■ What is required
Reproduce only the stretch of entries below that begins at the first line and ends at the line holding "PMA_console.$consoleContent = $('#pma_console>.content');".

■ Collected data entries
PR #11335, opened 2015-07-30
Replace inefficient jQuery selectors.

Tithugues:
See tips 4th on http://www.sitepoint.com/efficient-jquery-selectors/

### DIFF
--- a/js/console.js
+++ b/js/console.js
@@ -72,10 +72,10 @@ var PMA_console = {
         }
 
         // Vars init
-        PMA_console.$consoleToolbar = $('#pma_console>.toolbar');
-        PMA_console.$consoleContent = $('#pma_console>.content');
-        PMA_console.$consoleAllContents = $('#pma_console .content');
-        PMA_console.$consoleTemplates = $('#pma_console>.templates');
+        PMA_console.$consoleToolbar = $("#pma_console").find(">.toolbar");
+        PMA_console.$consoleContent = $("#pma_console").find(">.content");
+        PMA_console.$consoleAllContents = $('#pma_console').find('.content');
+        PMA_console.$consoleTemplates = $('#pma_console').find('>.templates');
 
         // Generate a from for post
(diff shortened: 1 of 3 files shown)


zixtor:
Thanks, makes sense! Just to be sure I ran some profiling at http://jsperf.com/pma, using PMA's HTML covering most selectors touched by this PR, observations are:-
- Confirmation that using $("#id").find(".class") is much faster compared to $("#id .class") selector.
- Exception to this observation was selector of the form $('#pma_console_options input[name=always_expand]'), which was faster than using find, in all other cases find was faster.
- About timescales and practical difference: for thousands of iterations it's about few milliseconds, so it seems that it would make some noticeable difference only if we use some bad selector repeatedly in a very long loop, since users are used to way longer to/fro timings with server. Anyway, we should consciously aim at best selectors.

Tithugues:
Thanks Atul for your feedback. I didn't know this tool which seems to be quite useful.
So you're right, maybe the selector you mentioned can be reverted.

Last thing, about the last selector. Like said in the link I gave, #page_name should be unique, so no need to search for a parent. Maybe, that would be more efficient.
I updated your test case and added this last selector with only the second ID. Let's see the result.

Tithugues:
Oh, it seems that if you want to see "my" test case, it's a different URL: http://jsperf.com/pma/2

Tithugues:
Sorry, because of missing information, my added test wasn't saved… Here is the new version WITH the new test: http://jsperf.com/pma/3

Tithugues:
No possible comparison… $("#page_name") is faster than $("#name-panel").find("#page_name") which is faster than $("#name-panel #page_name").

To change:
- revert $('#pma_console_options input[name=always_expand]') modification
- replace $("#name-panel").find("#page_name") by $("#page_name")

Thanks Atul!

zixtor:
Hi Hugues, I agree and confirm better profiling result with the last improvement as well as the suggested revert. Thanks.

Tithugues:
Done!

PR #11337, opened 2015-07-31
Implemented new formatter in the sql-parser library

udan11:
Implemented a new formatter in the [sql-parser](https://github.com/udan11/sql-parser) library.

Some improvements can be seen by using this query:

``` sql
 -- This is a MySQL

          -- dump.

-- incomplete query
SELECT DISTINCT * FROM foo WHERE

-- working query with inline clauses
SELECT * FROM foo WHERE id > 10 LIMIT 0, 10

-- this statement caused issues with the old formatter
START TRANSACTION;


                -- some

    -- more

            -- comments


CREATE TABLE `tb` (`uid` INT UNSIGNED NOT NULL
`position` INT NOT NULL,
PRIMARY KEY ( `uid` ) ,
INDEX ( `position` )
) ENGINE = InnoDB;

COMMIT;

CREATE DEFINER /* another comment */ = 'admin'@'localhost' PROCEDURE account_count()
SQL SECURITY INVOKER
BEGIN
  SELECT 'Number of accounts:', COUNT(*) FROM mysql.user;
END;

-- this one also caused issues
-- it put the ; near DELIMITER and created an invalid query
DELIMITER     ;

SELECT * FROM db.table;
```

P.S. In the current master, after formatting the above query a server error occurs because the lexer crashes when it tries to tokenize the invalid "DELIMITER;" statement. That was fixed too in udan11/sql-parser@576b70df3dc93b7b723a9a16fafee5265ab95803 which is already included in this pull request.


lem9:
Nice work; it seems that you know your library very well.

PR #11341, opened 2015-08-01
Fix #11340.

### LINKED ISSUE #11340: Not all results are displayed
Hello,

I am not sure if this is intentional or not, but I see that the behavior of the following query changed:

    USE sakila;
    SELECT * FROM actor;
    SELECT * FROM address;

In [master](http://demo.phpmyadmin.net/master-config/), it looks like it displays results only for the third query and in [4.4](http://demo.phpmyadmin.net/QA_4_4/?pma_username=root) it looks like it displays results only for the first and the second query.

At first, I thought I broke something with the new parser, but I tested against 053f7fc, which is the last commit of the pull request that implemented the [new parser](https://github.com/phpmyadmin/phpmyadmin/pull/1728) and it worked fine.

■ Written answer
PR #11335, opened 2015-07-30
Replace inefficient jQuery selectors.

Tithugues:
See tips 4th on http://www.sitepoint.com/efficient-jquery-selectors/

### DIFF
--- a/js/console.js
+++ b/js/console.js
@@ -72,10 +72,10 @@ var PMA_console = {
         }
 
         // Vars init
-        PMA_console.$consoleToolbar = $('#pma_console>.toolbar');
-        PMA_console.$consoleContent = $('#pma_console>.content');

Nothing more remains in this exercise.